Дело в том, что у Джемса была реальная проблема, но не было реального решения. К концу XIX в. стало очевидным, что многие верования, претендовавшие на несомненность, фактически таковыми не являлись. То, чем они иногда в действительности все же обладали, была вероятность, в сумерках которой (как изящно выразился Локк) мы живем большую часть жизни нашей. Но вместо того чтобы разрабатывать теорию вероятности, где содержатся ответы на все подобные вопросы, Джемс пустился в романтическую прогулку с целью обнаружить милое приспособление истины к человеческим нуждам.

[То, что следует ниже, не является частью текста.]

PR #136, opened 2025-10-07
feat: `filecoin/offer` at end of each blob add

Peeja:
#### PR Dependency Tree

* **PR #130**
  * **PR #131**
    * **PR #134**
      * **PR #135**
        * **PR #136** 👈


pkg/preparation/storacha/storacha.go
```diff
@@ -77,10 +95,27 @@ func (a API) SpaceBlobAddShardsForUpload(ctx context.Context, uploadID id.Upload
 			locationCommitment,
 		)
 		if err != nil {
-			return fmt.Errorf("failed to replicate shard %s: %w", shard.CID(), err)
+			return fmt.Errorf("failed to replicate shard %s: %w", shard.ID(), err)
+		}
+
+		pieceDigest, _, err := commpCalc.Digest()
+		if err != nil && !strings.Contains(err.Error(), "insufficient state accumulated") {
```
alanshaw, line 102: Can we just use `shard.Size()` to detect that it's too small and not send it to `commpCalc`?

pkg/preparation/storacha/storacha.go
```diff
@@ -77,10 +95,27 @@ func (a API) SpaceBlobAddShardsForUpload(ctx context.Context, uploadID id.Upload
 			locationCommitment,
 		)
 		if err != nil {
-			return fmt.Errorf("failed to replicate shard %s: %w", shard.CID(), err)
+			return fmt.Errorf("failed to replicate shard %s: %w", shard.ID(), err)
+		}
+
+		pieceDigest, _, err := commpCalc.Digest()
```
alanshaw, line 101: Do we surface this anywhere?

`filecoin/info` uses the piece CID to look up the current deals and inclusion proof.

frrist (commented):
still looking, few comments on thoughts so far

pkg/preparation/storacha/storacha.go
Peeja: We can. I didn't want to depend on the magic number, but this way we're depending on a magic error string, so maybe the magic number and not calling code that won't run is better.

pkg/preparation/storacha/storacha.go
Peeja: Surface as in show the Piece CID to the user? Not currently, in Guppy. It appears in Console, so I assumed we'd eventually make a way to look it up in Guppy as well. Might be worth printing it, though. So far we aren't printing any information about individual shards, except as part of the progress screen.

pkg/preparation/storacha/storacha.go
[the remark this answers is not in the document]
Peeja: Oh, that's exported! Yeah, that's much better. I didn't want to use a magic number, but I don't have to. 🤦🏻‍♀️

Peeja: [Oh, never mind, it's even exported!](https://github.com/storacha/guppy/pull/136#discussion_r2411674601)

pkg/preparation/storacha/storacha.go
```diff
@@ -78,10 +101,32 @@ func (a API) SpaceBlobAddShardsForUpload(ctx context.Context, uploadID id.Upload
...
+			if err != nil {
+				return fmt.Errorf("failed to get piece digest for shard %s: %w", shard.ID(), err)
+			}
+
+			shardPieceCID, err := commcid.DataCommitmentToPieceCidv2(pieceDigest, shard.Size())
+			if err != nil {
+				return fmt.Errorf("failed to get piece CID for shard %s: %w", shard.ID(), err)
+			}
+
+			_, err = a.Client.FilecoinOffer(ctx, spaceDID, cidlink.Link{Cid: shard.CID()}, cidlink.Link{Cid: shardPieceCID})
```
frrist: ❓ do we want to make any assertions on these receipts?

Peeja: I don't think so; that's not a receipt, it's a `filecoincap.OfferOk`. It only contains data we passed in ourselves. If the invocation fails, we'll get an error on `err`.

pkg/preparation/storacha/storacha.go
```diff
@@ -59,12 +66,28 @@ func (a API) SpaceBlobAddShardsForUpload(ctx context.Context, uploadID id.Upload
...
 		if err != nil {
-			return fmt.Errorf("failed to add shard %s to space %s: %w", shard.CID(), spaceDID, err)
+			return fmt.Errorf("failed to add shard %s to space %s: %w", shard.ID(), spaceDID, err)
+		}
+		err = shard.Added(digest)
+		if err != nil {
+			return fmt.Errorf("failed to mark shard %s as added: %w", shard.ID(), err)
 		}
 
 		_, _, err = a.Client.SpaceBlobReplicate(
```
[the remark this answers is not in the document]
Peeja: Same here.

PR #148, opened 2025-11-13
feat: `Locator` can locate blocks

Peeja:
#### PR Dependency Tree

* **PR #148** 👈
  * **PR #149**
    * **PR #150**
      * **PR #152**

### DIFF
--- a/pkg/client/locator/indexlocator.go
+++ b/pkg/client/locator/indexlocator.go
@@ -5,6 +5,7 @@ import (
 	"context"
 	"errors"
 	"fmt"
+	"sync"
 
 	mh "github.com/multiformats/go-multihash"
 	"github.com/storacha/go-libstoracha/blobindex"
@@ -29,6 +30,7 @@ func NewIndexLocator(indexer IndexerClient, delegations []delegation.Delegation)
 type indexLocator struct {
 	indexer     IndexerClient
 	delegations []delegation.Delegation
+	mu          sync.RWMutex
 	commitments map[string][]ucan.Capability[assert.LocationCaveats]
 	inclusions  map[string][]inclusion
 }
@@ -73,6 +75,9 @@ func (s *indexLocator) Locate(ctx context.Context, spaceDID did.DID, hash mh.Mul
 }
 
 func (s *indexLocator) getCached(spaceDID did.DID, hash mh.Multihash) ([]Location, bool) {
+	s.mu.RLock()
+	defer s.mu.RUnlock()
+
 	inclusions, hasInclusions := s.inclusions[cacheKey(spaceDID, hash)]
 	if !hasInclusions {
 		return nil, false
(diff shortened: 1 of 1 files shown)


hannahhoward (approved):
LGTM with one requested fast follow and several slower follows :P

Question:

I'd like to understand our goals around caching here.
Assuming this is used multiple times during a DAG Walk?

If so, there is a case that is definitely not handled quite optimally:

1. when I query the indexer for a content hash, it will return to me at least:
a. the index for the DAG that contains the content hash
b. the location commitment for the shard within the index that contains the content hash
BUT it will not return the location claims for the other shards

So when I cross from one shard to another, I have the slice information and the shard hash, but no location commitment for the shard.

The proper and optimal way to handle this is to make a location ONLY query to the indexer for the shard that contains the content hash. You can see how the JS version does this here: https://github.com/storacha/blob-fetcher/blob/main/src/locator/index.js#L126 which is a much smaller query cause it doesn't transfer the index again.

However, I think what you have will still work, it's just not optimal. Let's fast follow this one though.

There are various other cases not covered here, which probably isn't critical at the moment but perhaps could use some attention in the future:

Multithreading:
- This definitely is not thread safe, so make sure only one go routine is operating at the same time. Otherwise, add mutexes for all the maps.
- Alternatively, I don't know how long we want this cache to live -- perhaps we just throw it on disk or in the SQL DB.
- If you do want to make it thread safe, you'll also want to track queries in progress to avoid doing additional work

Single block results for legacy claims and compressed queries:
- In prod, we have a variety of legacy ways of indexing things, most of which produce a single location claim just for the hash
- We also have a special compressed query that has the indexer synthesize this kind of claim from an index (useful for minimizing data transfer for HEAD requests)
- We can probably ignore this scenario for now cause Forge will be all new data but will want to add it for hot storage compatibility

Blocks in multiple shards:
- a block can absolutely appear in multiple shards
- looks like the way you deal with this is to track it by hash + space ID, which I think is unique IF and only if it was uploaded via Guppy
- again fine for now, but we should handle this eventually for compatibility.

Peeja:
@hannahhoward 

> The proper and optimal way to handle this is to make a location ONLY query to the indexer for the shard that contains the content hash.

Awesome. I had completely forgotten that was an option. Will fast-follow.

> This definitely is not thread safe, so make sure only one go routine is operating at the same time. Otherwise, add mutexes for all the maps.

Ah, I hadn't caught on that maps are inherently not threadsafe. Updated with a single mutex to cover the (now) two maps, since they're always read and written right next to each other. I could move the locks in closer, but I doubt there's substantial time spent in the intervening space; the queries are outside the lock, and that's what really matters.

> Single block results for legacy claims and compressed queries

Sounds like I'll have to learn more about this for when we do it. I'm intending this command to be Forge-only for this week at least, to keep us moving. Where would you like us to track further work? I'm keeping my own list for now, but if there's a better place I'll put it there.

> Blocks in multiple shards

Fixed! I just had my head twisted around. Thanks for pointing it out. This should make a lot more sense. The locator tracks inclusions it knows about from the indexes and location commitments it knows about for each shard. Then ties the two together to return possibly-multiple locations, which are a commitment (which is a shard-at-a-node) and a position in the shard.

Цель была весьма либеральной и гуманной, поскольку сокровенные убеждения каждого в какой-то мере должны были оправдаться. Но в процессе этого истина и вероятность настолько расшатались, что уже не оставалось достаточных оснований верить во что-либо вообще.
Это был печальный результат, который позднейшие прагматисты только ухудшили. И все же в истории мысли человеческой иногда плохие ответы вполне могут оказаться благотворными: показывают они, как вопрос был хорошо поставлен. Показывают также они, как должен был быть вопрос поставлен. Исходя из этого, среди наших нескольких долгов прагматизму имеется и следующий: мы обязаны ему тем, что он показал фатальную метафизику (если мне позволено употребить слово, отвратительное для прагматистов), когда мир представляется настолько свободным, что он становится явно распутным. Вселенная без крышки, со всеми ее порывами ветра и внезапными вспышками пламени — это захватывающее и эффектное зрелище. Но мы весьма сомневаемся, чтобы ее когда-либо можно было познать.